I don't want to reveal too much, but basically it is going to be various ways for any golfer with a handicap over 7ish to shave at least 4-5 strokes off their game quite easily. The methods described won't require any swing changes at all and no I'm not selling some piece of junk swing trainer. The book will list several different methods so if one isn't for you, there will be one that fits and WILL lower your scores. The book will probably be around 50 pages with pictures, but that's a rough estimation. There will also be a few included bonuses.

What I'd like to know, from you wonderful golfforum.com subscribers, is what you feel is a good price point and/or what you feel the target market of golfers would be willing to pay. I was thinking about charging around $12-$14 to non forum members, and perhaps giving a discount to golfforum.com subscribers of a couple bucks.

Any input is greatly appreciated.

P.S. Moderators if this is against any rules I apologize. I'm not plugging anything here. Just trying to get a little bit of info from an easily reachable source. After all, this may help everyone on here, so I figured I'd be doing our members a disservice if I didn't ask!


----------



## 300Yards (Jan 23, 2007)

I would say a safe bet would be from $20-$30, if you really wanto compete with oter books out there. BTW, where'd you end up getting the pics?


----------



## Foster4 (May 2, 2007)

i'm guessing paperback book. So i would guess 10-15 would be a good price.


----------



## 65nlovenit (Dec 8, 2006)

I'd have to agree with Foster4, 10-15 sounds about right. If it goes over big and there's another one in the mix, then you can bump the price.

Del


----------



## GolfKid22 (Apr 17, 2007)

12-15 sounds good to me


----------



## golfermatt91 (Jul 14, 2006)

If it was 10$ I would buy it Im young so I dont have a lot of money to fork over for this so 10-15 sounds good. lmk when its finished I need to shave a few strokes off


----------



## 300Yards (Jan 23, 2007)

50 pages of information...full of pics, and ya'll are saying $10??


----------



## Will (May 12, 2007)

Id agree, 50 page paperback $12-$15. If it was hardback, Id bump that to $20-$25.


----------



## cbwheeler (Apr 9, 2007)

Well the thing is, it will be strictly an e-book to start off. Meaning I'm not going to print it and sell it in book stores. I'm simply going to sell it online downloadable as a .pdf or something of the sort. This is how I can sell it so cheaply. I've never written a full length book before, and this is bordering on that, so the goal is to get a little bit of book writing experience, while creating a valuable resource for all golfers, but more than anything, I'm not doing this to just make a little money, I'm doing it to help people score better.
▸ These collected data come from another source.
Issue #378, opened 2023-04-11
Add samples of shape broadcasting 


huningxin:
This was proposed by @wacky6 in Chromium [CL review of `prelu`](https://chromium-review.googlesource.com/c/chromium/src/+/4396686/comment/f02acaeb_3c2795f2/). Thanks Jiewei!

Some WebNN ops support broadcasting, including [Element-wise binary operations](https://www.w3.org/TR/webnn/#api-mlgraphbuilder-binary) and [`prelu`](https://www.w3.org/TR/webnn/#api-mlgraphbuilder-prelu).

Although WebNN spec refers to [General Broadcasting Rules of NumPy](https://docs.scipy.org/doc/numpy/user/basics.broadcasting.html#general-broadcasting-rules), it would be helpful to add some samples of the acceptable combinations in the informative section.

ONNX does a great job by [Broadcasting in ONNX](https://github.com/onnx/onnx/blob/main/docs/Broadcasting.md) doc.

a-sully:
I discovered this issue after seeing @inexorabletash's comment here https://github.com/webmachinelearning/webnn/pull/523/files#r1466950307. In the spirit of https://github.com/webmachinelearning/webnn/issues/462, it would be nice to explicitly define shape broadcasting, rather than having it "implementation defined" [as it is currently specced](https://webmachinelearning.github.io/webnn/#mlgraphbuilder-broadcast-shapes)

(apologies if this is a naive question, but) **is there anything preventing us from specifying broadcasting?**

A spec is better than examples, though both would be best :) (ideally with the examples in the form of web platform tests!)

a-sully:
Looking into this a bit more, this was discussed a bit in https://github.com/webmachinelearning/webnn/issues/324. That issue is mostly focused on _which input layouts should be supported_ ("NHWC", "NCHW", both, etc). This is tangential to the question of how broadcasting should work on the various layouts.

From https://github.com/webmachinelearning/webnn/issues/324#issuecomment-1502761644 by @wacky6

> Layout support comes up in MLOperand implementation that allows data shape broadcasting. https://chromium-review.googlesource.com/c/chromium/src/+/4396686/comment/f02acaeb_3c2795f2/
> 
> Supporting both channel-first and channel-last layout will complicate spec steps and implementation because the current numpy broadcast rule implies right-most first broadcast.
> 
> Example: caller wants to apply a per-channel multiplication.
> 
[...]

PR #743, opened 2024-07-26
Make prelu() bidirectionally broadcast, improve broadcast wording

### LINKED ISSUE #590: Consider adopting new broadcasting rules
Reviving [a discussion](https://github.com/webmachinelearning/webnn/pull/534#issuecomment-1912885281) from #534, which defined shape broadcasting but didn't touch on the question of what WebNN's shape broadcasting rules _should_ be

WebNN currently specifies two kinds of broadcasting rules: [unidirectional](https://webmachinelearning.github.io/webnn/#unidirectionally-broadcasting-the-shapes) and [bidirectional](https://webmachinelearning.github.io/webnn/#bidirectionally-broadcasting-the-shapes)

Of the popular ML frameworks, ONNX (which WebNN is largely based on) appears to be an outlier in making a distinction between "unidirectional" and "multidirectional" broadcasting. This distinction is not made by:
- Numpy: https://numpy.org/doc/stable/user/basics.broadcasting.html
- PyTorch: https://pytorch.org/docs/stable/notes/broadcasting.html (which references Numpy)
- Tensorflow/XLA/StableHLO: https://www.tensorflow.org/xla/broadcasting (which also references Numpy, though it has some other restrictions)

The ["unidirectional broadcastable"](https://github.com/onnx/onnx/blob/main/docs/Broadcasting.md#unidirectional-broadcasting) constraint of some ONNX ops (e.g. [`prelu()`](https://github.com/onnx/onnx/blob/main/docs/Operators.md#PRelu)) requires workarounds when exporting from other formats to ONNX - like in this example of using TVM to export PyTorch to ONNX: https://github.com/pytorch/pytorch/issues/70570#issuecomment-1034379620.

What should we do?

## Option 1: Adopt [Numpy's broadcasting rules](https://numpy.org/doc/stable/user/basics.broadcasting.html)

Rationale: Numpy's broadcasting rules are a standard across the industry. It seems reasonable to be what we expose to the web

Outcome: "bidirectional broadcasting" will be the only type of broadcasting exposed to the web. The user agent muse ensure that the constraints of the underlying framework  - such as unidirectional broadcasting for ONNX (@fdwr has [suggested](https://github.com/webmachinelearning/webnn/pull/534#issuecomment-1936896645) that this is trivial), and lack of inferred broadcasting specifications for XLA (more on that below) - are satisfied.

## Option 2: Adopt [XLA's broadcasting rules](https://www.tensorflow.org/xla/broadcasting)

Rationale: The [XLA Principles](https://openxla.org/xla/broadcasting#principles) apply to WebNN, too:

> The XLA language is as strict and explicit as possible, avoiding implicit "magical" features. Such features might make some computations slightly easier to define, but at the cost of more assumptions baked into user code that will be difficult to change in the long term. If necessary, implicit magical features can be added in client-level wrappers... With regard to broadcasting, XLA requires explicit broadcasting specifications on operations between arrays of different ranks. This is different from NumPy, which infers the specification when possible.

Outcome: Both "unidirectional broadcasting" and "bidirectional broadcasting" concepts would be removed from the WebNN spec. To facilitate explicit broadcasts, something like [StableHLO's `broadcast_in_dim` op](https://github.com/openxla/stablehlo/blob/main/docs/spec.md#broadcast_in_dim) would need to be added to WebNN

## Option 3: Keep the status quo

Rationale: It's the status quo

Outcome: No action needed regarding the current spec. However, all models ported to WebNN will need to abide by this "unidirectionally broadcastable" constraint which is specific to ONNX

inexorabletash:
- Just say "broadcast" not "broadcasted"; Merriam-Webster says the former is preferable.

- Make prelu() bidirectionally broadcast instead of unidirectionally broadcast, as it's not an obvious unidirectional case.

- Make preamble more consistent across operations in calling out broadcasting and stating the requirements for input tensors.

- Shorten algorithm link, e.g. from "...broadasting the shapes A's shape and B's shape" to just "...broadcasting A's shape and B's shape"

Resolves #590

### DIFF
--- a/index.bs
+++ b/index.bs
@@ -2262,10 +2262,7 @@ partial interface MLGraphBuilder {
 ### Element-wise binary operations ### {#api-mlgraphbuilder-binary}
 Compute the element-wise binary addition, subtraction, multiplication, division, power, maximum and minimum of the two input tensors.
 
-The element-wise binary operations will be broadcasted according to
-[[!numpy-broadcasting-rule]]. The [=MLOperand/rank=] of the output tensor is the maximum
-[=MLOperand/rank=] of the input tensors. For each dimension of the output tensor, its size
-is the maximum size along that dimension of the input tensors.
+The operation will be broadcast according to [[!numpy-broadcasting-rule]]. The input tensors must be [=bidirectionally broadcastable=]. The [=MLOperand/rank=] of the output tensor is the maximum [=MLOperand/rank=] of the input tensors. For each dimension of the output tensor, its size is the maximum size along that dimension of the input tensors.
 
 <script type=idl>
 partial interface MLGraphBuilder {
@@ -2306,7 +2303,7 @@ partial interface MLGraphBuilder {
     1. If [=this=].{{MLGraphBuilder/[[hasBuilt]]}} is true, then [=exception/throw=] an "{{InvalidStateError}}" {{DOMException}}.
     1. If [=MLGraphBuilder/validating operand=] with [=this=] and any of |a| and |b| returns false, then [=exception/throw=] a {{TypeError}}.
     1. If |a|'s [=MLOperand/dataType=] is not equal to |b|'s [=MLOperand/dataType=], then [=exception/throw=] a {{TypeError}}.
-    1. Let |outputShape| be the result of [=bidirectionally broadcasting the shapes=] |a|'s [=MLOperand/shape=] and |b|'s [=MLOperand/shape=].
+    1. Let |outputShape| be the result of [=bidirectionally broadcasting=] |a|'s [=MLOperand/shape=] and |b|'s [=MLOperand/shape=].
         1. If that returns failure, then [=exception/throw=] a {{TypeError}}.
     1. Let |descriptor| be the result of [=creating an MLOperandDescriptor=] given |a|'s [=MLOperand/dataType=] and |outputShape|.
     1. *Make graph connections:*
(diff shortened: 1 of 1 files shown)


inexorabletash:
It seemed like this was the only actionable work for #590 

I was pondering adding informative notes to the algorithms e.g. explaining when/where bidirectional/unidirectional broadcasting should be used, but inspiration didn't strike. Suggestions welcome!

inexorabletash:
@a-sully and @fdwr can you take a look?

inexorabletash:
... and if we want more text about broadcasting, I sketched something out in https://github.com/webmachinelearning/webnn/issues/378#issuecomment-2253655000 - I could pull that into this PR if desired.

a-sully:
LGTM 👍  I especially like _s/broadasting the shapes/broadcasting_

index.bs
```diff
@@ -4871,7 +4869,7 @@ partial interface MLGraphBuilder {
 <div dfn-for="MLGraphBuilder/prelu(input, slope)" dfn-type=argument>
     **Arguments:**
         - <dfn>input</dfn>: an {{MLOperand}}. The input tensor.
-        - <dfn>slope</dfn>: an {{MLOperand}}. The slope tensor. Its shape is either the same as, or [=unidirectionally broadcastable=] to the shape of input tensor *input*.
+        - <dfn>slope</dfn>: an {{MLOperand}}. The slope tensor. It shape must mbe [=bidirectionally broadcastable=] to the shape of *input*.
```
fdwr, line 4872:
```suggestion
        - <dfn>slope</dfn>: an {{MLOperand}}. The slope tensor. It shape must be [=bidirectionally broadcastable=] to the shape of *input*.
```

index.bs
```diff
@@ -5832,8 +5830,7 @@ partial interface MLGraphBuilder {
 ### where ### {#api-mlgraphbuilder-where}
 Select the values from the trueValue or the falseValue tensor depending on the corresponding values of the condition tensor, where non-zero is true and zero is false. The condition tensor is often the output of one of the element-wise logical operations.
 
-The input tensors must be [=bidirectionally broadcastable=] and will be broadcasted according to [[!numpy-broadcasting-rule]] to the final output shape. The [=MLOperand/rank=] of the output tensor is the maximum [=MLOperand/rank=] of the input tensors.
-For each dimension of the output tensor, its size is the maximum size along that dimension of the input tensors.
+The operation will be broadcast according to [[!numpy-broadcasting-rule]]. The input tensors must be [=bidirectionally broadcastable=]. The [=MLOperand/rank=] of the output tensor is the maximum [=MLOperand/rank=] of the input tensors. For each dimension of the output tensor, its size is the maximum size along that dimension of the input tensors.
```
fdwr, line 5833: "The past tense of broadcast is broadcast". Sigh, English.

fdwr (approved):
👍

fdwr (approved):

huningxin (approved):
LGTM!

You can go buy some BS swing course that promises to have you shooting 10 shots better in one practice session, but believe me, they're bogus and don't work. And the shady thing is, you'll pay $150-$300 for those. What I want to do is develop an affordable product that works, not trick people with clever marketing.

Thanks for the replies fellas. Your information is invaluable and rest assured, you'll all get a discount when it's finished. As of now, I haven't set a timeline as I have A LOT going on right now.

BTW 300, any pictures or supplementary videos that I use will be taken myself or with the help of a friend.

Thanks again guys.


----------



## cbwheeler (Apr 9, 2007)

By the way guys, as the book develops, I may be asking more questions and/or updating this thread with information as to when you can expect it to be finished or perhaps give some sneak peaks on my website, which by the way, is close to being done, I just need to organize things a little more.

I'm sure as I get down to the final drafts, I'll be banging my head against the wall with the stresses that come along with writing. I'll look at this thread as a way to keep me motivated.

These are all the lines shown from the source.